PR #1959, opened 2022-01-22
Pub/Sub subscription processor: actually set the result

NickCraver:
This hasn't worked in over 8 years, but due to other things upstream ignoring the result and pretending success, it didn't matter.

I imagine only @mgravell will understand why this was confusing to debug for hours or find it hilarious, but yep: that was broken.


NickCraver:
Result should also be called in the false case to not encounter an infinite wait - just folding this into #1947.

· · · ·

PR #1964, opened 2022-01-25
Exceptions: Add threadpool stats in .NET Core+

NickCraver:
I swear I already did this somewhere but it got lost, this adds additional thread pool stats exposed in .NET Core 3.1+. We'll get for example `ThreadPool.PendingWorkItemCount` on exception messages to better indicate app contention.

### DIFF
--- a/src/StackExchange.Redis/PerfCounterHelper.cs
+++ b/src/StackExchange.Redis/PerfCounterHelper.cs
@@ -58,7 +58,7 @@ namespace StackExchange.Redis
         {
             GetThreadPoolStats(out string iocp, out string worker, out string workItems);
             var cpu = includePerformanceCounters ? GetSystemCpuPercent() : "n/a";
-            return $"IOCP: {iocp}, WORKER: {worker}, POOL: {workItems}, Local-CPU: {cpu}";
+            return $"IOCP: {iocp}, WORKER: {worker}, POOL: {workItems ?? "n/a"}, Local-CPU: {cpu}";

· · · ·

### TO DO
Everything above from the line containing "Pub/Sub subscription processor: actually" through the line containing "Result should also" must be copied exactly. Nothing outside that range belongs in the answer.

### RESPONSE AREA
Pub/Sub subscription processor: actually set the result

NickCraver:
This hasn't worked in over 8 years, but due to other things upstream ignoring the result and pretending success, it didn't matter.

I imagine only @mgravell will understand why this was confusing to debug for hours or find it hilarious, but yep: that was broken.


NickCraver:
Result should also be called in the false case to not encounter an infinite wait - just folding this into #1947.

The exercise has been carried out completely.